Reserved the right to cancel this contract at any time we may deem proper, but, in the event of such cancellation, the provisions of this contract shall govern the closing of all business begun thereunder.

103 Va. at 174.

The Court stated that, as the plaintiff had the right to cancel at any time, the plaintiff never bound himself to the sale. Id. at 178. Absent “such obligation on the part of the plaintiff, and of such right on the part of the defendants, there never was a binding engagement between the parties which a court of law would enforce.” Id.
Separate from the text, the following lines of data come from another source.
PR #426, opened 2019-07-15
Loader in library build to avoid svg flashes

SwampGuzzler:
http://alpha.blueraster.io/gfw-mapbuilder/smoother-loading/


SwampGuzzler:
Our latest commit and update sets up [smoother-loading-v2](http://alpha.blueraster.io/gfw-mapbuilder/smoother-loading-v2/), which is doing the same thing but keeping the `external.pug` file clean (which is important because this turns into the `index.html` in our library) and easy to manage from the user's perspective.

Issue #433, opened 2019-07-22
(Metadata): if null metadata, hide grey box


csphang:
![2019-07-22_17-19-28](https://user-images.githubusercontent.com/13664037/61666237-f8c84800-aca4-11e9-9981-3e3f23ca1d0d.png)

csphang:
Verified on Ethiopia consolidated build:
http://alpha.blueraster.io/gfw-mapbuilder/new-report-consolidated-builds/ethiopia/

![2019-08-20_14-49-19](https://user-images.githubusercontent.com/13664037/63375424-be140700-c359-11e9-9237-5d4c025a6a85.png)

PR #448, opened 2019-07-24
433 hide metadata if null

KaylaKremer:
#433 

http://alpha.blueraster.io/gfw-mapbuilder/433-hide-metadata-if-null/


KaylaKremer:
Accidental PR duplicate!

Similarly, in the case at bar, pursuant to the Memorandum of Sale, Mr. Busman agreed to convey title to the subject condominium to Beeren as the highest bidder; and Beeren, consistent with its bid, agreed to pay $101,000 for *379the property. The Memorandum of Sale, however, contained the following clause, which is the basis for Beeren’s position that it is unenforceable. In relevant part, that clause states:

Buyer’s sole remedy in law or at equity in the event of Trustee’s default shall be a refund of the deposit hereby received and upon the delivery of the deposit refund, this agreement and the sale contemplated by this Memorandum of Sale shall be null and void.

Thus, by this clause,1 Mr. Busman frees himself of any obligation to perform his contract with Beeren. Cf. American Agric. Chem. Co., 103 Va. at 176. Since the agreement, with this clause, binds only one party, the contract lacks mutuality and will not be enforced. See id. at 178.
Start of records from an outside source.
PR #455, opened 2019-07-26
Share modal dom removal

SwampGuzzler:
Our initial `index.pug` and (more importantly) our `external.pug` used to have this weird `div#share-modal` html next to our **root** dom node. Since there is nothing special about the Share Modal, I brought that into our app as a more generic modal and changed its visibility to rely on **alt** via the `ModalActions` and the `MapStore`.

I want the `external.pug`, which turns into the `index.html` that the client sees to be as clean as possible!

### DIFF
--- a/src/css/modal.styl
+++ b/src/css/modal.styl
@@ -90,8 +90,8 @@
       margin 5px 0
 
 //- Share Modal
-#share-modal
-  & .modal-content
+.share-modal-wrap
+  &.modal-content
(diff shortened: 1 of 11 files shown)


SwampGuzzler:
**HOLD** until we get the `new report build` in and tested!

SwampGuzzler:
@SwampGuzzler Great idea! But outdated ):

Issue #439, opened 2019-07-23
Provide updated design specifications for the report.


richardbarad:
Provide updated design specifications for new report without the grey space next to the map.

![2019-07-23_12-21-20](https://user-images.githubusercontent.com/13664037/61729077-7db66e80-ad44-11e9-92de-f9e8b856a00b.png)

richardbarad:
@csphang. Do you think we need to include the grey box which includes the text **"Area of Analysis feature analysis"** ? I think we could remove the grey box and do the following:

1. If it is a custom area show the text "Custom Feature" under Area of Analysis. 

2. If it is an area from the map display the name of the layer that the users clicked on. For example, if analyzed a mining concession. I would see the text "Mining Concession" above the table instead of "Feature Analysis".

I suggest we center the text above the table.

csphang:
![updated-report-header](https://user-images.githubusercontent.com/13664037/61743560-8d917b00-ad63-11e9-8ae3-da9628d1d818.png)

richardbarad:
Thanks @csphang.

Do you think we need to include the grey box as shown below? I thought we could center the text and make it larger to eliminate some of the empty space. 

![2019-07-24 05_51_30-Window](https://user-images.githubusercontent.com/40440743/61784435-b05d7700-add7-11e9-89ab-3ccd9742a336.png)


Also, since this was a feature of the map which the user clicked on I think should show the name of the map layer which contained the analyzed feature instead of **"custom feature"**. For example, it looks like the shape above is a Mining Concessions. Let me know if that is not clear!

KaylaKremer:
Hi @richardbarad ,

I can go ahead and make the style changes you want for this! I'll remove the gray box and center align and enlarge the text. Also, I believe how I have it set up now, it will grab the name of the map layer if there is one. But I can add this in if it's not.

richardbarad:
@KaylaKremer. Thanks! Please proceed.

PR #477, opened 2019-08-02
439 get map layer name

kaylakremer:
#439 

http://alpha.blueraster.io/gfw-mapbuilder/439-get-map-layer-name/

### DIFF
--- a/src/js/components/Map.js
+++ b/src/js/components/Map.js
@@ -160,6 +160,17 @@ export default class Map extends Component {
   storeDidUpdate = () => {
     this.setState(MapStore.getState());
   };
+  
+  getSelectedFeatureTitles = () => {
+    let selectedFeats;
+    const selectedFeatureTitlesArray = [];
+    if (brApp.map.infoWindow && brApp.map.infoWindow.getSelectedFeature()) {
+      selectedFeats = brApp.map.infoWindow.features;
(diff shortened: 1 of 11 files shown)


src/js/components/Map.js
```diff
@@ -174,6 +184,7 @@ export default class Map extends Component {
       response.map.graphics.clear();
       //- Attach events I need for the info window
       response.map.infoWindow.on('show, hide, set-features, selection-change', mapActions.infoWindowUpdated);
```
SwampGuzzler: @KaylaKremer Maybe listen for on(`hide`.. with a different callback that simply Clears Out the selectedFeatureTitles?

src/js/report/report.js
```diff
@@ -745,16 +745,14 @@ export default class Report extends Component {
   };
 
   render () {
-    const {analysisModules, mapForTable, paramsForTable} = this.state;
+    const {analysisModules, mapForTable, paramsForTable, selectedFeatureTitles} = this.state;
```
SwampGuzzler: the `selectedFeatTitles` will now be grabbed from the url!

src/js/utils/AppUtils.js
```diff
@@ -157,8 +157,7 @@ const utils = {
       viirsEndDate,
       modisStartDate,
       modisEndDate,
-      //This will hold the array of feature titles!
-      //selectedFeatureTitles
+      selectedFeatureTitle
```
SwampGuzzler: TITLES --> multiple!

In addition, the Court rejects Mr. Busman’s argument that the limitation clause does not destroy mutuality but merely limits Beeren’s remedy to the recognized measure of damages for a purchaser’s breach of a contract for sale of real estate: the return of the purchaser’s deposit. First, the normal measure of damages for a seller’s breach of contract to convey realty includes not only the return of the deposit, but also interest thereon. See, e.g., Shepherd v. Davis, 265 Va. 108, 124, 574 S.E.2d 514 (2003). Pursuant to the above clause, Mr. Busman was not required to pay interest which interest might have constituted consideration. Therefore, this contention by Mr. Busman is without merit.

Further, a purchaser possesses other remedies at law for breach of a contract for the sale of land which this clause obviates. For example, a purchaser entering into a valid contract for the sale of land traditionally may seek specific performance. See, e.g., Rison v. Newberry, 90 Va. 513, 519-20, 18 S.E. 916 (1894). But this clause would vitiate that remedy. Thus, for the reasons discussed herein, Beeren’s demurrer is sustained with prejudice.

While this case is arguably different because Busman uses a limitations clause to accomplish the practical effect of the clause in American Agriculture Chemical Co., the end result is the same, and the Court refuses to endorse such a formalistic distinction. Were the Court to hold otherwise, Busman would circumvent the requirement that each parly to a contract yield consideration for the other’s promise. See American Agric. Chem. Co., 103 Va. at 176.